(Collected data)
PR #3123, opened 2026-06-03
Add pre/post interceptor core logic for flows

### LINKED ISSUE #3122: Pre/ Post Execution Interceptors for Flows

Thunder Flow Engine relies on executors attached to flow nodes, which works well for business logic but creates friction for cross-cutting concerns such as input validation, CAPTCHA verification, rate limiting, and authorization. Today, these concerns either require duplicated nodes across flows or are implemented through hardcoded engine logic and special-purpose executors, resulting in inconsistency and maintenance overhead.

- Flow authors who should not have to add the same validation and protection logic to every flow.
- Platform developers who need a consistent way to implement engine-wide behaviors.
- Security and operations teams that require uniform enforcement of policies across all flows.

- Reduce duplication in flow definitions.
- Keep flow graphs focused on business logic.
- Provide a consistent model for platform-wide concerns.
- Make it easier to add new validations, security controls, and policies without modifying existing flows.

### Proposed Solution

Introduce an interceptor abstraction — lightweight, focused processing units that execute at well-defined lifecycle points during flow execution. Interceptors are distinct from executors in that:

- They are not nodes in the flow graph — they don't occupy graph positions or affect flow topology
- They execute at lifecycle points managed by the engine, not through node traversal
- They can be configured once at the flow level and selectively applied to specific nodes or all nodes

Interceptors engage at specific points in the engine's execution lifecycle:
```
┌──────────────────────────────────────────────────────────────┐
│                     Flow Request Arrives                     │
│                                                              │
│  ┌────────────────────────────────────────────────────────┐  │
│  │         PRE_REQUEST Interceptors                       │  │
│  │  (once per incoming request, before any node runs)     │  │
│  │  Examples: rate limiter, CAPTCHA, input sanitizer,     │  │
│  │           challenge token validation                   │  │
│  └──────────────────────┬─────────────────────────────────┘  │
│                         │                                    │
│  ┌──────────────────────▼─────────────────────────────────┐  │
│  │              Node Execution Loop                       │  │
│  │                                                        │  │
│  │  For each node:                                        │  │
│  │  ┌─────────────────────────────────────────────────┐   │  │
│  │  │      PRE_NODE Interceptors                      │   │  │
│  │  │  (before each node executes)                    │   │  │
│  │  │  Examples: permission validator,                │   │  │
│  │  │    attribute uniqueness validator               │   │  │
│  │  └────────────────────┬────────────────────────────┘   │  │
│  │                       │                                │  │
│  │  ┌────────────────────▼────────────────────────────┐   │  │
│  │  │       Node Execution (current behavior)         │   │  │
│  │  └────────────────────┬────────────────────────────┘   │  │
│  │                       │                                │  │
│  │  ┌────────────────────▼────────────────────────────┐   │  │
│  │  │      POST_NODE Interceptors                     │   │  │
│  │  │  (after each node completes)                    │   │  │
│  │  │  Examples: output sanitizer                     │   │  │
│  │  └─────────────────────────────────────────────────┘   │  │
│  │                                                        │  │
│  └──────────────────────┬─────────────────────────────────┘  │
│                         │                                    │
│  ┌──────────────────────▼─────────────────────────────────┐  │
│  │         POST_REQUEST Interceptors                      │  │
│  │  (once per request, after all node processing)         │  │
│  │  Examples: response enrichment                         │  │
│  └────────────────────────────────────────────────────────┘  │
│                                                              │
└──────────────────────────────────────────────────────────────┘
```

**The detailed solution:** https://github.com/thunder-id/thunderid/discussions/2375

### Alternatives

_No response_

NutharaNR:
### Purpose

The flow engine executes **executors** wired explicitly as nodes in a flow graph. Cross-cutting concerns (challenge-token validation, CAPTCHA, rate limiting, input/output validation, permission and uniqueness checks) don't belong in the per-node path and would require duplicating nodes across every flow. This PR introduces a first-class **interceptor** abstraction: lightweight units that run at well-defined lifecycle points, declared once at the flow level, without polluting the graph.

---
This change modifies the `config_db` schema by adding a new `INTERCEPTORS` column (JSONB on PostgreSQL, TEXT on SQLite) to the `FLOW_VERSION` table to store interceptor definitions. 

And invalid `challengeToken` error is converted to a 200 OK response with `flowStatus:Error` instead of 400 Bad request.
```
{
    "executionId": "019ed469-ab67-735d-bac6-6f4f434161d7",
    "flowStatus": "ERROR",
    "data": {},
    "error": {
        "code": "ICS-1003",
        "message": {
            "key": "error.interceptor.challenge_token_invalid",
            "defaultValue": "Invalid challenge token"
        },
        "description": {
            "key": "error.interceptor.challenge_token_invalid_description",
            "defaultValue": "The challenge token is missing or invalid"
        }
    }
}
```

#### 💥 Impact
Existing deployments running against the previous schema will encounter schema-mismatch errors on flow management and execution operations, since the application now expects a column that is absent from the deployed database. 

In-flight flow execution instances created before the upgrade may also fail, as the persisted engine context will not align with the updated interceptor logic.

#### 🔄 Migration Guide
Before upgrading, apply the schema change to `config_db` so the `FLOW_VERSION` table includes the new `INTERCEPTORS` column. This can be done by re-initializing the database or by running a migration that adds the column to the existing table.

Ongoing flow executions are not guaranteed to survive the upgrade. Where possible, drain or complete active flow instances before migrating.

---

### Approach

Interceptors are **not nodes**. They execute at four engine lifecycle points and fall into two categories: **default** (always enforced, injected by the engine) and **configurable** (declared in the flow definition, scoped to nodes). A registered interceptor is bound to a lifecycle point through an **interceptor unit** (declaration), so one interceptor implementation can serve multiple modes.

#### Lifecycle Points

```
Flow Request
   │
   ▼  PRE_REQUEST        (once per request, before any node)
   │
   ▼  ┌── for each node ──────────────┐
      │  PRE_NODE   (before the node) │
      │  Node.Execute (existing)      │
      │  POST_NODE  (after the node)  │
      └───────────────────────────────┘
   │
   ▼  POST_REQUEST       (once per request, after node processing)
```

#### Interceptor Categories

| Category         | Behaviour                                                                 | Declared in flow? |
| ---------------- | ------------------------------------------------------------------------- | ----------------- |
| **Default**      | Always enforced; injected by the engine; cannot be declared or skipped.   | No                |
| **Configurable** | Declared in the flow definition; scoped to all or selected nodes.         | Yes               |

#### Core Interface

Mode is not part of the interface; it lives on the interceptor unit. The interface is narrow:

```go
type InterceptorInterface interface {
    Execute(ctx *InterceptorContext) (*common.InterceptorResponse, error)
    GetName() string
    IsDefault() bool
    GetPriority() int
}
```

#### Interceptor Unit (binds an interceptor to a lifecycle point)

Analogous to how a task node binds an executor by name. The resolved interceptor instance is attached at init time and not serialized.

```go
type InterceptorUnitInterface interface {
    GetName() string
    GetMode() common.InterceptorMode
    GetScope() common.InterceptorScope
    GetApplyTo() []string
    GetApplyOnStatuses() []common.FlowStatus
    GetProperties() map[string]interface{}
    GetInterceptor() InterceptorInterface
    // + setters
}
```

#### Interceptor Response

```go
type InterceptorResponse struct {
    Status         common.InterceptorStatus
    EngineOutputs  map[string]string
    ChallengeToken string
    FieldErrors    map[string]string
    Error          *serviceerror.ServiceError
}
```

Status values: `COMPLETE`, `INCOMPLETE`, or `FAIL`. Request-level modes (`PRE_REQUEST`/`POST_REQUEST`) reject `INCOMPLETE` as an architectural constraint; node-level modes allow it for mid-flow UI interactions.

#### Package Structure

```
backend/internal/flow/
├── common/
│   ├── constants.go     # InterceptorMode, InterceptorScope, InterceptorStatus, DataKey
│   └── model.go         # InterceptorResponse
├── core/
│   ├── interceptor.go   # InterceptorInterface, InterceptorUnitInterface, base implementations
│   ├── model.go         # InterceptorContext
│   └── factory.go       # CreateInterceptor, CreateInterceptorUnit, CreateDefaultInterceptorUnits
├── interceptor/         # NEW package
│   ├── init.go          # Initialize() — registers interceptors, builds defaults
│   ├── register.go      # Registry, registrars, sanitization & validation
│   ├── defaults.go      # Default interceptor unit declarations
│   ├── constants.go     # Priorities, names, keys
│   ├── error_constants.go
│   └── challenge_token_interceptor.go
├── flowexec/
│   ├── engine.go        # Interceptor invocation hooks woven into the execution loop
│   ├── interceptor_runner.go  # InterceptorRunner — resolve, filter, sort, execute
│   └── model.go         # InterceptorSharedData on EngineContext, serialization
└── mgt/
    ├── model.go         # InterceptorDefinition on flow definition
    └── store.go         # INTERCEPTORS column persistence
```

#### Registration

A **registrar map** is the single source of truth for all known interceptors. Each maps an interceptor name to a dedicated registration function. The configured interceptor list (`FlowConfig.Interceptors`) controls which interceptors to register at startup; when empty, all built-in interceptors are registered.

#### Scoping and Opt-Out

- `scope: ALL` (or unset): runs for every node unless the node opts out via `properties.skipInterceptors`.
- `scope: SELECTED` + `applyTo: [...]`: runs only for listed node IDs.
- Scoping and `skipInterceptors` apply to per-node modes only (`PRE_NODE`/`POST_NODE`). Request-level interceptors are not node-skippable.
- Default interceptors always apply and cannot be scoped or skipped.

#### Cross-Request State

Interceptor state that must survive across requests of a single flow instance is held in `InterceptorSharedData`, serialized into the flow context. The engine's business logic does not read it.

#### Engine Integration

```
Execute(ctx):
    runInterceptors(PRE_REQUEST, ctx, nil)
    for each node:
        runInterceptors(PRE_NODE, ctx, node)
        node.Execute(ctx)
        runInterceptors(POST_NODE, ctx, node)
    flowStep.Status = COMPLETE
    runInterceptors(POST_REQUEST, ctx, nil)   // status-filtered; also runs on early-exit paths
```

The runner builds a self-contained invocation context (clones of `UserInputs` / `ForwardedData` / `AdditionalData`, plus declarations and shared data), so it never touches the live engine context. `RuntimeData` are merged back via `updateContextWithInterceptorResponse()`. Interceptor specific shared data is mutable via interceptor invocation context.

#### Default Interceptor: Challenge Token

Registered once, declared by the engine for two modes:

==

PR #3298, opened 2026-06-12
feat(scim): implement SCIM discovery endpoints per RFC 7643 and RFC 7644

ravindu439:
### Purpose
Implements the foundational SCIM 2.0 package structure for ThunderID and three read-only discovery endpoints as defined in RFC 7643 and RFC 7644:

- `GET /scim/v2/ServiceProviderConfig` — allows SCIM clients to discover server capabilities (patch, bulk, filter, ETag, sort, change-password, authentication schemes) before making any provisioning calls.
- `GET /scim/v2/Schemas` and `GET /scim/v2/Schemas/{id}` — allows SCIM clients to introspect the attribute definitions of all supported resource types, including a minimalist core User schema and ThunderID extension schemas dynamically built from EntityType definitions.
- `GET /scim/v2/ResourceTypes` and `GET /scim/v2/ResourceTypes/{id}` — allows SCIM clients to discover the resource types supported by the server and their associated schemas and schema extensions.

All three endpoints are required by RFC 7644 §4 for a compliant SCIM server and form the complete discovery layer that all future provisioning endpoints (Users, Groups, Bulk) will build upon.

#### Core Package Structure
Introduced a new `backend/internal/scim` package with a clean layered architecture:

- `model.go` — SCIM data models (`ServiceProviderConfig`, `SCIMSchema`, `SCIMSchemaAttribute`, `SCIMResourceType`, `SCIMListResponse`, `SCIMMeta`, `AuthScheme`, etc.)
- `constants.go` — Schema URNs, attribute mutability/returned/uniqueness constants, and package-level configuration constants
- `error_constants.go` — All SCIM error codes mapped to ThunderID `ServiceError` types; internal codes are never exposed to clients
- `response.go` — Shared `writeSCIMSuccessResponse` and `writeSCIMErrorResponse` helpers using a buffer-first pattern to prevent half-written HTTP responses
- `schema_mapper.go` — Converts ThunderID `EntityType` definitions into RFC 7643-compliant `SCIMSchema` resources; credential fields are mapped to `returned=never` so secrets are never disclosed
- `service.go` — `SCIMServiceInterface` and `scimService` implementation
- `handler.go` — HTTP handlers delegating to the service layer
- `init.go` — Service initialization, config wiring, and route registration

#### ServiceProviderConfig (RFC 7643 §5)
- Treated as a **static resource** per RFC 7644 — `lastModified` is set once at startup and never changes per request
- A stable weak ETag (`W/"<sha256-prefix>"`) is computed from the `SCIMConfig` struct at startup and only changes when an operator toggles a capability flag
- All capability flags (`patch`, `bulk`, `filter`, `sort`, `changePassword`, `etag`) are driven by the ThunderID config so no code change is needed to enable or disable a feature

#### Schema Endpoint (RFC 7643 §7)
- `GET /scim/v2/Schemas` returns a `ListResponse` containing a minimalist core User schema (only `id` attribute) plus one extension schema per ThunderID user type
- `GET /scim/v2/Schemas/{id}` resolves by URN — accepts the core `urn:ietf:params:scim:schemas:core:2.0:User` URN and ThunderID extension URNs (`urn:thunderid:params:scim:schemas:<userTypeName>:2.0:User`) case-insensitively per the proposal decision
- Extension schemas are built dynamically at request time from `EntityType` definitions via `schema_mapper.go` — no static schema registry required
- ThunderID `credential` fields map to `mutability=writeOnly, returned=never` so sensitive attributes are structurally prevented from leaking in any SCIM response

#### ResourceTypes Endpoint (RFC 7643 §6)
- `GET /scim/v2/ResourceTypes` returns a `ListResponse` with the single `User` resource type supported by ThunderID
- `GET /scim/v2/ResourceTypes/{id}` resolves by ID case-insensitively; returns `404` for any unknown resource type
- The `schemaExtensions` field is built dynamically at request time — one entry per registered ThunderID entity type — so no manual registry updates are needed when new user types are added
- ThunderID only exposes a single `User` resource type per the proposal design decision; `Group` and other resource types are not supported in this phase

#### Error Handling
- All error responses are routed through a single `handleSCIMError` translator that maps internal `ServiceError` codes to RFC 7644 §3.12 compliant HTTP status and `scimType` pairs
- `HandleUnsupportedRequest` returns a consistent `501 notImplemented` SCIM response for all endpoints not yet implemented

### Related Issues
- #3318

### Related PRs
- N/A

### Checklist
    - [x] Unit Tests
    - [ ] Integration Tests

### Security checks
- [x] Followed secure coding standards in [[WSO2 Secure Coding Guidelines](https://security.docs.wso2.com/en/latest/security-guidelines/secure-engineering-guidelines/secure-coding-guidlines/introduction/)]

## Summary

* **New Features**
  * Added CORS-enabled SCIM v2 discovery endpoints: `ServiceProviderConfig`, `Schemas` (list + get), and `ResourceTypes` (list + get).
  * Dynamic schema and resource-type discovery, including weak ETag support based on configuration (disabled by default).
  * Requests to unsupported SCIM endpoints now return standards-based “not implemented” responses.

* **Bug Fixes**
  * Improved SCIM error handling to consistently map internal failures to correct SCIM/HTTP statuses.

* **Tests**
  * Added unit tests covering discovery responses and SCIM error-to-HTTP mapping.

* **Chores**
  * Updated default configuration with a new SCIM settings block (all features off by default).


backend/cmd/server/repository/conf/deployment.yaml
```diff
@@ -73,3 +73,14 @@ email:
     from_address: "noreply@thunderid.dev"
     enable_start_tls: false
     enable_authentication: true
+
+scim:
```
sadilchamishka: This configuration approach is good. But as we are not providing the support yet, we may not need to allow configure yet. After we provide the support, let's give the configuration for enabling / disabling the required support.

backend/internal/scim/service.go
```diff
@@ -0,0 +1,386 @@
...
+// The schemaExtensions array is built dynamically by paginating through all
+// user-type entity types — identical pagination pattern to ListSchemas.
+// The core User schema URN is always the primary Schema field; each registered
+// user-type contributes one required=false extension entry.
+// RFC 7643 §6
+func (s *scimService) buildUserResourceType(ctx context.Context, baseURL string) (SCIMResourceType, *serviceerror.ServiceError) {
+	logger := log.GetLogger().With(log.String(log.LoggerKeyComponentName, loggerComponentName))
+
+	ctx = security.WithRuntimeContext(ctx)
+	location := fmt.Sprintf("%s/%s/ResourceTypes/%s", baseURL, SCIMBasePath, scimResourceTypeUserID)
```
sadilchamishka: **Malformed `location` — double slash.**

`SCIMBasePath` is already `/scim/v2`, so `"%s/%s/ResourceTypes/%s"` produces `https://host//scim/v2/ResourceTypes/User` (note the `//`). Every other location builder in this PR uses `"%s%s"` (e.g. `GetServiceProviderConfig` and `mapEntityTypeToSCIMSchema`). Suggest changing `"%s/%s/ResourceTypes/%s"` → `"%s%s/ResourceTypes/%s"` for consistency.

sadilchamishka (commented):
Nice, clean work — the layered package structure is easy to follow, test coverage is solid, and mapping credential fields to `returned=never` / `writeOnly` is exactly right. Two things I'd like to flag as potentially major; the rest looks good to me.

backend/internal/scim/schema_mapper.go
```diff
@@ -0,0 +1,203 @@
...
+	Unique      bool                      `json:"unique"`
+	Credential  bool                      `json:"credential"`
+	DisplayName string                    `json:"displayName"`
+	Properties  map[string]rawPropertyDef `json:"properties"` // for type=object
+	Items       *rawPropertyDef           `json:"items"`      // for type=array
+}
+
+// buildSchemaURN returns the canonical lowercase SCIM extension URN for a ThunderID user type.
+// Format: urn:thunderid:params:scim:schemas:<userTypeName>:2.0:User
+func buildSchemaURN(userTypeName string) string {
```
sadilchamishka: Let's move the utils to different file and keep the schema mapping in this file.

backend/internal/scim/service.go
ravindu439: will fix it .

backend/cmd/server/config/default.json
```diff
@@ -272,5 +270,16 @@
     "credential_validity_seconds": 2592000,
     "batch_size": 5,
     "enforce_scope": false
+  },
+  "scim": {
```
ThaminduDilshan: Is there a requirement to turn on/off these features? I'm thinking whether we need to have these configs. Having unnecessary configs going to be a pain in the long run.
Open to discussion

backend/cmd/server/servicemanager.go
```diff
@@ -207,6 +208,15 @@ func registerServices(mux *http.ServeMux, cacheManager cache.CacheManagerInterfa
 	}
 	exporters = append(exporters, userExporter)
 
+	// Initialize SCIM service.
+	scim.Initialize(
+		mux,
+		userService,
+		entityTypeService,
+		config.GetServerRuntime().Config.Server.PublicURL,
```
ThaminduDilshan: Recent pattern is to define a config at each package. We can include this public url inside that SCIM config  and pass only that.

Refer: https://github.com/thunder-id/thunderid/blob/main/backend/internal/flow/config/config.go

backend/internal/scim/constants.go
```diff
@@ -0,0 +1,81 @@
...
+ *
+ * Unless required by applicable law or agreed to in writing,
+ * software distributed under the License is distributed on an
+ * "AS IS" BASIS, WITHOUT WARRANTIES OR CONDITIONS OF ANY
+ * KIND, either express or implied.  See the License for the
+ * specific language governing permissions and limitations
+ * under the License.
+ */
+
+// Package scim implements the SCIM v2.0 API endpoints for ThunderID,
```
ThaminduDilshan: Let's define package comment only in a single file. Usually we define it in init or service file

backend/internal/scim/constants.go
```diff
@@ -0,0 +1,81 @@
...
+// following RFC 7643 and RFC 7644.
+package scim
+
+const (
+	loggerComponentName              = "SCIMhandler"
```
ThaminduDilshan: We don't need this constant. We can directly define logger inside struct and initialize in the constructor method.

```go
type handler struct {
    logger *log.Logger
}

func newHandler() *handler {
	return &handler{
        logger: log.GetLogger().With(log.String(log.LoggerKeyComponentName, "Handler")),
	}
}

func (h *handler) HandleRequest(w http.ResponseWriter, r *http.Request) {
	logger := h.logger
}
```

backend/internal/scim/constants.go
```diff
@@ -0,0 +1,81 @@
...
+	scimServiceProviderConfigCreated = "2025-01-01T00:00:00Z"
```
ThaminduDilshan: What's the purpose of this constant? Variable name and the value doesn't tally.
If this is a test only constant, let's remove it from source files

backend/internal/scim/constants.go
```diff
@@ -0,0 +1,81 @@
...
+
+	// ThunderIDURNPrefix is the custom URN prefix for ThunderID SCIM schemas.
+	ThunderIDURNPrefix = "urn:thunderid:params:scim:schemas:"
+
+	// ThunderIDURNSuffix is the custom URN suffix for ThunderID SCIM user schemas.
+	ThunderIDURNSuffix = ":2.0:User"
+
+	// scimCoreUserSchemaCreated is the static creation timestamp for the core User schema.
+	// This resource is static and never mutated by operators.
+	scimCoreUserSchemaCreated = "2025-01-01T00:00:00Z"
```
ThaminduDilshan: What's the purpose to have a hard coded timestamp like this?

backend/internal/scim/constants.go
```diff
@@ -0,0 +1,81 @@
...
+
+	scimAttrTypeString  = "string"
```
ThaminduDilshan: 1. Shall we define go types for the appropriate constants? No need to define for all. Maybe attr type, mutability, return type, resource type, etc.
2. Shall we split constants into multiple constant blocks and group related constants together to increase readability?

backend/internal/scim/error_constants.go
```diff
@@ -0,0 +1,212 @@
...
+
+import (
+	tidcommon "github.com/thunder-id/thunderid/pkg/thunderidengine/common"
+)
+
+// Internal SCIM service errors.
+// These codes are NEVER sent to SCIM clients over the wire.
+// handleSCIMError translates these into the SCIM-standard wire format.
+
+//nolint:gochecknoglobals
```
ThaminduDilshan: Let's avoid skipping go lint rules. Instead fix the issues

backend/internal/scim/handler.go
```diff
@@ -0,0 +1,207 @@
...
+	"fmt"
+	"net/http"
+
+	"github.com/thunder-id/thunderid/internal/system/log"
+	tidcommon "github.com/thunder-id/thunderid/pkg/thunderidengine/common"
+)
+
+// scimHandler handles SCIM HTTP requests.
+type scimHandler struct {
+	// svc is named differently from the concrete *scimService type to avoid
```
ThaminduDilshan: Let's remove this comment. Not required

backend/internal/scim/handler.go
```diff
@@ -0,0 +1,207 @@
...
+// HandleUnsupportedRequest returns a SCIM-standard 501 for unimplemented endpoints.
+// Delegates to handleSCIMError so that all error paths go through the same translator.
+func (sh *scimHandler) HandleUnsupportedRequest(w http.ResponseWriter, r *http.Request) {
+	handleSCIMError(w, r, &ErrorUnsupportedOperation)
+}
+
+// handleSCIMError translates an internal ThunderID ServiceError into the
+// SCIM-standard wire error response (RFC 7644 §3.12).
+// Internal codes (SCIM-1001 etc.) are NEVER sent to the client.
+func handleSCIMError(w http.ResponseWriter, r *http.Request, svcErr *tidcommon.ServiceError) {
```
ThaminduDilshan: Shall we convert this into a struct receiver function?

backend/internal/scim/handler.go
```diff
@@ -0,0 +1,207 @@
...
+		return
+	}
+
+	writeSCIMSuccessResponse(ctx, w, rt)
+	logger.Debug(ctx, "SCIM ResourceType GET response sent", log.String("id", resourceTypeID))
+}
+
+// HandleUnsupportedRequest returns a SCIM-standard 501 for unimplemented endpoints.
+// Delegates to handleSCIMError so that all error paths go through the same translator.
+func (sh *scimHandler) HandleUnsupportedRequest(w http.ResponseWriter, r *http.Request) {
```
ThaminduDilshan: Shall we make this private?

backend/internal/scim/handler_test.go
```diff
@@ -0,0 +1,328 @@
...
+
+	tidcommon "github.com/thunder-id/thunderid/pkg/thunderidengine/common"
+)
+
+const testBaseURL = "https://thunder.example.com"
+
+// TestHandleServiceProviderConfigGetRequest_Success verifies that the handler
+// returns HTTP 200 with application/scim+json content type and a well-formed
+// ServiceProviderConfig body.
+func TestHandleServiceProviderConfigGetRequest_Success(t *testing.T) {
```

## What the task asks
Each line above that contains "proposal" must be copied out.

## Task solution
- `GET /scim/v2/Schemas/{id}` resolves by URN — accepts the core `urn:ietf:params:scim:schemas:core:2.0:User` URN and ThunderID extension URNs (`urn:thunderid:params:scim:schemas:<userTypeName>:2.0:User`) case-insensitively per the proposal decision
- ThunderID only exposes a single `User` resource type per the proposal design decision; `Group` and other resource types are not supported in this phase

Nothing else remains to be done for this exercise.